Is the order of the ReLU and BatchNorm operations not consequential?
I would have thought the composition of the sequence matters, especially the location of the ReLU. Further, I’d have thought that BatchNorm on the raw Conv2D weights rather than on the ReLU-truncated weights would make more sense, in accordance with the basic CNN example, rather than with the conv_layer function.
It is somewhat consequential - experiments show that BatchNorm after ReLU is generally a bit better.

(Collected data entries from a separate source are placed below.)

Issue #3530, opened 2023-07-20
Request to release a new version of web-sys


stephanemagnenat:
### Motivation

I need [`WorkerGlobalScope.performance`](https://github.com/rustwasm/wasm-bindgen/commit/4aae6b38e6bed37d3b908f6e99611549840ab395) for adding timing support in web workers in [Rust CV](https://github.com/rust-cv/cv/pull/75).

### Proposed Solution

A new minor release.

daxpedda:
I would have liked to fix https://github.com/rustwasm/wasm-bindgen/pull/3483 first, but unfortunately we don't seem to have the time.

@stephanemagnenat if you replicate https://github.com/rustwasm/wasm-bindgen/pull/3475 it would help to get a release now instead of later.

stephanemagnenat:
@daxpedda thanks for the fast answer. Is there a script to bump minor versions, or is it a manual process so far?

daxpedda:
AFAIK a manual process. It should be straightforward with a couple of search-and-replace.

gabrielDevlog:
Hi,

A release would be great. Is there any ETA for this ?

Thanks

daxpedda:
There is none AFAIK.

You can get the process started by replicating #3475.

gabrielDevlog:
Ok i'll try. Should i follow this process: https://rustwasm.github.io/docs/wasm-bindgen/contributing/publishing.html

daxpedda:
If you just scroll up and look at the earlier discussion you will find all your answers.

> Ok i'll try. Should i follow this process ? https://rustwasm.github.io/docs/wasm-bindgen/contributing/publishing.html

I've done it manually so far because I didn't know about this tool, feel free to try it though.

hamza1311:
@daxpedda do you have permissions to make a release? I was thinking of setting up a GitHub actions workflow for it, but I don't have the permissions on crates.io and a secret needs be added before publishing can be done

daxpedda:
I do not, but the way it worked until now is to set everything up and ping Alex Crichton.
Making an action for it would be ideal though!

gabrielDevlog:
Well I'm trying manually but its not as easy as it seems. How do you get this value "APPROVED_SCHEMA_FILE_HASH" ?

https://github.com/rustwasm/wasm-bindgen/pull/3475/files#diff-515c29e8b5cfb75260c999069bc92df2bf301e4bbeddafd858b269cfac79d9f4R11

[...]

PR #3647, opened 2023-10-07
Add enum types for function parameters and return types

### LINKED ISSUE #2154: Typescript enum definitions are not used in function signatures

ChristianIvicevic:
The adjusted typescript-tests unfortunately aren't great to assert the correctness of the generated types because a generated `(a: number) => void` could still be assigned to a `(a: Foo) => void` as the enum values in `Foo` are merely `number`s. Therefore the tests currently only asserts that something structurally compatible is generated, but there is no check whether the expected enum is referenced. Classic TypeScript...

Fixes #2154

### DIFF
--- a/crates/backend/src/codegen.rs
+++ b/crates/backend/src/codegen.rs
@@ -1384,7 +1384,7 @@ impl ToTokens for ast::Enum {
         let enum_name = &self.rust_name;
         let name_str = self.js_name.to_string();
         let name_len = name_str.len() as u32;
-        let name_chars = name_str.chars().map(|c| c as u32).collect::<Vec<_>>();
+        let name_chars = name_str.chars().map(|c| c as u32);
         let hole = &self.hole;
         let cast_clauses = self.variants.iter().map(|variant| {
             let variant_name = &variant.name;
--- a/crates/backend/src/codegen.rs
+++ b/crates/backend/src/codegen.rs
@@ -1382,6 +1382,9 @@ impl<'a> ToTokens for DescribeImport<'a> {
 impl ToTokens for ast::Enum {
     fn to_tokens(&self, into: &mut TokenStream) {
         let enum_name = &self.rust_name;
+        let name_str = self.js_name.to_string();
+        let name_len = name_str.len() as u32;
+        let name_chars = name_str.chars().map(|c| c as u32).collect::<Vec<_>>();
         let hole = &self.hole;
         let cast_clauses = self.variants.iter().map(|variant| {
             let variant_name = &variant.name;
@@ -1433,6 +1436,8 @@ impl ToTokens for ast::Enum {
                 fn describe() {
                     use #wasm_bindgen::describe::*;
                     inform(ENUM);
+                    inform(#name_len);
+                    #(inform(#name_chars);)*
                     inform(#hole);
                 }
             }
--- a/crates/typescript-tests/src/enums.ts
+++ b/crates/typescript-tests/src/enums.ts
@@ -6,3 +6,8 @@ const a3: wbg.Foo.A = 1;
 const b1: wbg.Foo = wbg.Foo.B;
 const b2: wbg.Foo.B = wbg.Foo.B;
 const b3: wbg.Foo.B = 3;
+
+const fn_expects_enum: (_: wbg.Foo) => void = wbg.fn_expects_enum;
+const fn_returns_enum: () => wbg.Foo = wbg.fn_returns_enum;
+const fn_expects_option_enum: (_?: wbg.Foo | undefined) => void = wbg.fn_expects_option_enum;
+const fn_returns_option_enum: () => wbg.Foo | undefined = wbg.fn_returns_option_enum;
--- a/crates/typescript-tests/src/enums.ts
+++ b/crates/typescript-tests/src/enums.ts
@@ -9,5 +9,5 @@ const b3: wbg.Foo.B = 3;
 
 const fn_expects_enum: (_: wbg.Foo) => void = wbg.fn_expects_enum;
 const fn_returns_enum: () => wbg.Foo = wbg.fn_returns_enum;
-const fn_expects_option_enum: (_?: wbg.Foo | undefined) => void = wbg.fn_expects_option_enum;
+const fn_expects_option_enum: (_?: wbg.Foo) => void = wbg.fn_expects_option_enum;
 const fn_returns_option_enum: () => wbg.Foo | undefined = wbg.fn_returns_option_enum;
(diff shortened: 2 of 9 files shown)


crates/backend/src/codegen.rs
```diff
@@ -1382,6 +1382,9 @@ impl<'a> ToTokens for DescribeImport<'a> {
 impl ToTokens for ast::Enum {
     fn to_tokens(&self, into: &mut TokenStream) {
         let enum_name = &self.rust_name;
+        let name_str = self.js_name.to_string();
+        let name_len = name_str.len() as u32;
+        let name_chars = name_str.chars().map(|c| c as u32).collect::<Vec<_>>();
```
daxpedda, line 1387: I believe `quote!` can handle iterators? If it does there would be no need to use `collect()`.

crates/typescript-tests/src/enums.ts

When implementing the unet paper, I noticed that in the case of the example in the paper, the features from the encoder are 64x64 and the upsampled features are 56x56.
My question is how do concatenate them, do you pad the upsampled features to 64x64 or do you crop the features from the encoder to 56x56.
You crop the features from the encoder. Quoting the paper:
Every step in the expansive path consists of an upsampling of the
feature map followed by a 2x2 convolution (“up-convolution”) that halves the
number of feature channels, a concatenation with the correspondingly cropped
feature map from the contracting path, and two 3x3 convolutions, each followed by a ReLU. The cropping is necessary due to the loss of border pixels in
The ‘contracting path’ is the encoder which ‘contracts’/‘encodes’ the input into a representation of smaller dimensions.